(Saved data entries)

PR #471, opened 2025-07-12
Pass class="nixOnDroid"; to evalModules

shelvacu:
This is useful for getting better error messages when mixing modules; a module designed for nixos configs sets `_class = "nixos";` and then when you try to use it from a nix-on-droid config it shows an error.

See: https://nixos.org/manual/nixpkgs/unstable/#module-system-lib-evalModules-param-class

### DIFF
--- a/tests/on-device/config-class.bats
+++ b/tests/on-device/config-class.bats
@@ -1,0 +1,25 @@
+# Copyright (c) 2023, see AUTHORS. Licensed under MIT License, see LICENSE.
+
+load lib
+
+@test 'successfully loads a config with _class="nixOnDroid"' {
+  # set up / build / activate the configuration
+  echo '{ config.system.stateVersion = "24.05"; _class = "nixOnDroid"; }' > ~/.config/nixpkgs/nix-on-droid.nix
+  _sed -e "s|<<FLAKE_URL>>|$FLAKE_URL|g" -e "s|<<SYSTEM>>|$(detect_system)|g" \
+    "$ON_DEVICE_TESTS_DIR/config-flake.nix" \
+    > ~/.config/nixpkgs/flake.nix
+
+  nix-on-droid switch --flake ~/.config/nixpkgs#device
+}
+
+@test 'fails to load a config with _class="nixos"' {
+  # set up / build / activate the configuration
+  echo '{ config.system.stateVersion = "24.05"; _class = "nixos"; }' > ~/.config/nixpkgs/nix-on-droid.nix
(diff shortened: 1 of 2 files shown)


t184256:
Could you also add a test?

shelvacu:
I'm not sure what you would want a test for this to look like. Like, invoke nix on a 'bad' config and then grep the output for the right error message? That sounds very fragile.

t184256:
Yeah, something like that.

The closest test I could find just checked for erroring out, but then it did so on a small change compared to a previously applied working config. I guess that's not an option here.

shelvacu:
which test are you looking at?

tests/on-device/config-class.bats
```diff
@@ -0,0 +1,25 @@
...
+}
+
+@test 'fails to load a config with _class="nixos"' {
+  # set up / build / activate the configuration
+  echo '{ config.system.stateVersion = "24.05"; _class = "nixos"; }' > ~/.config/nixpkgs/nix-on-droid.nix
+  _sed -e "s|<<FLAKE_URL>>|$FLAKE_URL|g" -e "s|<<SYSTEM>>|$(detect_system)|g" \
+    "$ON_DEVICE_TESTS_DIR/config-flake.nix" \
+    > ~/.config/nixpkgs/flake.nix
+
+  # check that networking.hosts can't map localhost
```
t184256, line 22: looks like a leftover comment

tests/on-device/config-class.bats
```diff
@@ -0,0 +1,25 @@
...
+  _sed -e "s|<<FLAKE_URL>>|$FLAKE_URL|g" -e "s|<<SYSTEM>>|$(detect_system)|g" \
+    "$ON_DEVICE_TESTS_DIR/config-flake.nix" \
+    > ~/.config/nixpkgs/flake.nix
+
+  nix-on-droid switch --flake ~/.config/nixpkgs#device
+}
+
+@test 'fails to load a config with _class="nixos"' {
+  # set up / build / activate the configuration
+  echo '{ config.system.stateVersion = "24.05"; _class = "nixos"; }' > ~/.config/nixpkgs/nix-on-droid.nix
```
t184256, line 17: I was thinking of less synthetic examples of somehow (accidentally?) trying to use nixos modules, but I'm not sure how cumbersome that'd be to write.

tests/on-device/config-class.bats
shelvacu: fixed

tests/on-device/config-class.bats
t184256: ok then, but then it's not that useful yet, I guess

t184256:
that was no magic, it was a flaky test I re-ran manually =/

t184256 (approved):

...

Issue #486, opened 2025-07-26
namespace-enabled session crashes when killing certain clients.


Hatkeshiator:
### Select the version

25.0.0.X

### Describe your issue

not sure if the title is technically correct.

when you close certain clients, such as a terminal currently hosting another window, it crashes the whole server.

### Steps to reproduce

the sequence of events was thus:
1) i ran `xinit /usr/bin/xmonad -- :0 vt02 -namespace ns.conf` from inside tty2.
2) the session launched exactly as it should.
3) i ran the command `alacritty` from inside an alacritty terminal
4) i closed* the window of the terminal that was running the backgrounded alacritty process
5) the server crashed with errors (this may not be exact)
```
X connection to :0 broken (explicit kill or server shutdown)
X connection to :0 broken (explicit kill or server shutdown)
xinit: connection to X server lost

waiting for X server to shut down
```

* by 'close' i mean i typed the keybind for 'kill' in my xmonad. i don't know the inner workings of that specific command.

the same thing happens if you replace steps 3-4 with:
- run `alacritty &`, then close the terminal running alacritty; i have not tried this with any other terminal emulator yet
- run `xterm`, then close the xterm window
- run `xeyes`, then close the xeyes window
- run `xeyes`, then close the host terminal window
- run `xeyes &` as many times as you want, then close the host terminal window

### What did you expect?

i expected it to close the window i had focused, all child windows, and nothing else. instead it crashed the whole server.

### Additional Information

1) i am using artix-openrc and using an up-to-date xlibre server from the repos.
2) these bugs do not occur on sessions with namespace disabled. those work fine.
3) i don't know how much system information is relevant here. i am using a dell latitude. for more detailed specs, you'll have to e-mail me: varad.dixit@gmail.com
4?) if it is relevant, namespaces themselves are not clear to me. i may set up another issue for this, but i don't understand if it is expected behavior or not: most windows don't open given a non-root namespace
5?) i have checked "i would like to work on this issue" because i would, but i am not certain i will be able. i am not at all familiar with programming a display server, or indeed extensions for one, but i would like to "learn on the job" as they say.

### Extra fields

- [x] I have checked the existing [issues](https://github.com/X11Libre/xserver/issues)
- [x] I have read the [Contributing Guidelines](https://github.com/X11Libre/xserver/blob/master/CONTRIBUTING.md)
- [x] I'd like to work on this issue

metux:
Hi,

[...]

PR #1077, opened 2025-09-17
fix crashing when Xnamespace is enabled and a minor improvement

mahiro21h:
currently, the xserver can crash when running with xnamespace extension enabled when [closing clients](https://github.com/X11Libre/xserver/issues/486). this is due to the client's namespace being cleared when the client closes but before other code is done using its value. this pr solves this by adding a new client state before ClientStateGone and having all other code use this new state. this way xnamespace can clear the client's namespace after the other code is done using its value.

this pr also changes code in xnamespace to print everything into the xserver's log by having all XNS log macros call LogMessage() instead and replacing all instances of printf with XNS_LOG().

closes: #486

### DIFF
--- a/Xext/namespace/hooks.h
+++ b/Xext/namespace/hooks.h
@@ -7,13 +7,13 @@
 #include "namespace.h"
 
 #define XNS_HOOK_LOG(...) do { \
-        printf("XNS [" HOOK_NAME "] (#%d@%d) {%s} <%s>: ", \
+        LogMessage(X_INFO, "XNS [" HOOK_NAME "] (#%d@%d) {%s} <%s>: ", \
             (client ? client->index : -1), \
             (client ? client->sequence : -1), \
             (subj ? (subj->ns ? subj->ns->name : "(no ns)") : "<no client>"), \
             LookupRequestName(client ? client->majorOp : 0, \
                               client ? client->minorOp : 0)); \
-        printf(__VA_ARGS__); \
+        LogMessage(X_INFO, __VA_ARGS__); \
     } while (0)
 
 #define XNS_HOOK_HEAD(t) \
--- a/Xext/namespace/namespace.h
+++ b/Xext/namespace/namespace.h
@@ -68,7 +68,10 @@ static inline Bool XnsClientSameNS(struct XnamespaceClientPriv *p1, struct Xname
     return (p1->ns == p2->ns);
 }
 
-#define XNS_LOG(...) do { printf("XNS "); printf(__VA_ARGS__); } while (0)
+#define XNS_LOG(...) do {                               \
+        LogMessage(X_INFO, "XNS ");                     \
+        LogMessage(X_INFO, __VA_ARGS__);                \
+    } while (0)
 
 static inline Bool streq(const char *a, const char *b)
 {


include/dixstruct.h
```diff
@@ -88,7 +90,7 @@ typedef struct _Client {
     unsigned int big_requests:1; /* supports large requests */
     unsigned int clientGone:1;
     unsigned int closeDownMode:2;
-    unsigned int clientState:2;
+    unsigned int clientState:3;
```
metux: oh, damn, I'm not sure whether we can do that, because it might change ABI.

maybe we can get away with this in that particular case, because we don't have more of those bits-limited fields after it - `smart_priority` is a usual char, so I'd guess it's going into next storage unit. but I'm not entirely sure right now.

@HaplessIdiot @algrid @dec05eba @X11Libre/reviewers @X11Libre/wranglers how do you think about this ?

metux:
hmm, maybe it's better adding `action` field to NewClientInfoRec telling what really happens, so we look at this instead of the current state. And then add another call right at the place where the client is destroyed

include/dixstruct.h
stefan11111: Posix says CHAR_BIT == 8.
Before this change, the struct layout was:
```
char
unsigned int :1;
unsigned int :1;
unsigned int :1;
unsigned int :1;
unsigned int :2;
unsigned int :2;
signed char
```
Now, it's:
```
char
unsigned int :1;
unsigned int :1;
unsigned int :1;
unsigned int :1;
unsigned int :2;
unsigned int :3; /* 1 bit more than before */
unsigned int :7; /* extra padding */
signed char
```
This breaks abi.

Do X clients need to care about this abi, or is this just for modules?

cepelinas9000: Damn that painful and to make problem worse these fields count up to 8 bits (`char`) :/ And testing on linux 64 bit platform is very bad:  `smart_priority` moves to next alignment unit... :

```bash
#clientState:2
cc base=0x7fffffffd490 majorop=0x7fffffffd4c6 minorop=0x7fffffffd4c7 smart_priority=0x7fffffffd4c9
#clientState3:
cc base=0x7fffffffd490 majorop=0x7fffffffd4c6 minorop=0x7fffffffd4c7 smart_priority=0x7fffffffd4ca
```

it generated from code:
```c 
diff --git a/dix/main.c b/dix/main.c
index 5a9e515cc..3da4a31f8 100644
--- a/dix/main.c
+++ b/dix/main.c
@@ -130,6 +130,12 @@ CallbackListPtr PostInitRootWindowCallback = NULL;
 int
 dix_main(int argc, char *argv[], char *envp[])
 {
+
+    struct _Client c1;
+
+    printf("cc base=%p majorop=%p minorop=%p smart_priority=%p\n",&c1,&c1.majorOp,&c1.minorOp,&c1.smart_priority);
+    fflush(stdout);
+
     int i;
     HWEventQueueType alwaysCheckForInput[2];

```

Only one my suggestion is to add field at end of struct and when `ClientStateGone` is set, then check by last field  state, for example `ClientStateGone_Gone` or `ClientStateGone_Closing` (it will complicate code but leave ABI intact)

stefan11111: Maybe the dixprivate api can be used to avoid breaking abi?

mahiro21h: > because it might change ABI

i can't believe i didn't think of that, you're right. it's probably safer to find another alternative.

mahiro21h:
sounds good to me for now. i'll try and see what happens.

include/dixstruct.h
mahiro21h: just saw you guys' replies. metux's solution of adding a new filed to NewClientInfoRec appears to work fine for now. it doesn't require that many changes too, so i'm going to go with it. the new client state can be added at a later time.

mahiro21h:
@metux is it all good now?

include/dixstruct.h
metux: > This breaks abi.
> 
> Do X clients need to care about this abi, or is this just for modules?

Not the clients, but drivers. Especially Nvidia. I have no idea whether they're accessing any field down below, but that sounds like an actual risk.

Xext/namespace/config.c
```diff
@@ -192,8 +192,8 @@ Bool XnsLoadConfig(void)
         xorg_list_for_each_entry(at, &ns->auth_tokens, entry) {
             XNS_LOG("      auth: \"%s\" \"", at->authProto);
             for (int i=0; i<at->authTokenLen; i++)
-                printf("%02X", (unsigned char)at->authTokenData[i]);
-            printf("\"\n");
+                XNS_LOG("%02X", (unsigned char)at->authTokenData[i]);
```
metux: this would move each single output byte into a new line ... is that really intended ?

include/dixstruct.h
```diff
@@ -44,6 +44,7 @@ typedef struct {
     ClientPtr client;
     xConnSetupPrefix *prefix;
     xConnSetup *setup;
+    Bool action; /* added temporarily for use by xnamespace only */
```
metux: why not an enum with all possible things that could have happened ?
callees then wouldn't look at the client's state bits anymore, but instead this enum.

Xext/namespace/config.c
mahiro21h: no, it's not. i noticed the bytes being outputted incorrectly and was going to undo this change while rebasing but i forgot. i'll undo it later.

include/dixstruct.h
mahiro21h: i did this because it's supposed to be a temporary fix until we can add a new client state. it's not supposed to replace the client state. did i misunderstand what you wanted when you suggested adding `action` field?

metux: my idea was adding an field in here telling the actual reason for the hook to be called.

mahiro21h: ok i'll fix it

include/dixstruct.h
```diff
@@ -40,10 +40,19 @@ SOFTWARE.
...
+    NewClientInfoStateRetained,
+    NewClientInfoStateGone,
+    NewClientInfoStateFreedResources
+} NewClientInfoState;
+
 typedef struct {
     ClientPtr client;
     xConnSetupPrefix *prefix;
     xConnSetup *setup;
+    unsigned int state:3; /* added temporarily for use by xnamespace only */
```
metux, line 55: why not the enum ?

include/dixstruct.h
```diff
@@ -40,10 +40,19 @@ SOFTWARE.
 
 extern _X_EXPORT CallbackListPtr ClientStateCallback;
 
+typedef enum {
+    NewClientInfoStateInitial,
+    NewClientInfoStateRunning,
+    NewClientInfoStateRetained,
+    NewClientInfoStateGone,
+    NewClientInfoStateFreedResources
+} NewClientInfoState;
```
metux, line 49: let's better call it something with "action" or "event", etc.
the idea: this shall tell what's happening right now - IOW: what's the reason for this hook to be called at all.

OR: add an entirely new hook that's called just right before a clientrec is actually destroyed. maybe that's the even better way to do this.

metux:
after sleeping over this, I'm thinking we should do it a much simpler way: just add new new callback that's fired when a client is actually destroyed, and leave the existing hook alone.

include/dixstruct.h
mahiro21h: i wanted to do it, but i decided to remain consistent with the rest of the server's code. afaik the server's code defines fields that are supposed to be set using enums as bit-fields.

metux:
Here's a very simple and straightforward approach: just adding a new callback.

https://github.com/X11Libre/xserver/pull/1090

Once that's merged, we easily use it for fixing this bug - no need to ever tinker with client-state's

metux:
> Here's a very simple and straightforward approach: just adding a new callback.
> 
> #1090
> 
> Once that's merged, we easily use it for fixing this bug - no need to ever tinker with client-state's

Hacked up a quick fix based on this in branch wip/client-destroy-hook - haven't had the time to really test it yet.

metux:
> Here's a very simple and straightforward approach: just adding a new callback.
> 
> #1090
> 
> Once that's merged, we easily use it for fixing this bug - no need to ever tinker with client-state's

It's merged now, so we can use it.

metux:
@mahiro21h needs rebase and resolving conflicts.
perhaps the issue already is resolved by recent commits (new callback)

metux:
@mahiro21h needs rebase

* * *

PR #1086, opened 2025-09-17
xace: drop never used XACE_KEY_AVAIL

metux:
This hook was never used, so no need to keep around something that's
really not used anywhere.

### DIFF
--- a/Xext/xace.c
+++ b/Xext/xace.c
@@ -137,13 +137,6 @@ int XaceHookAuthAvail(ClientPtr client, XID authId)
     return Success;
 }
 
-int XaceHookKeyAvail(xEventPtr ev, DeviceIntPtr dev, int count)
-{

- What you will do -
Go through the lines above and count those with the string "never". Reply with the count and nothing more.

- Answer area -
2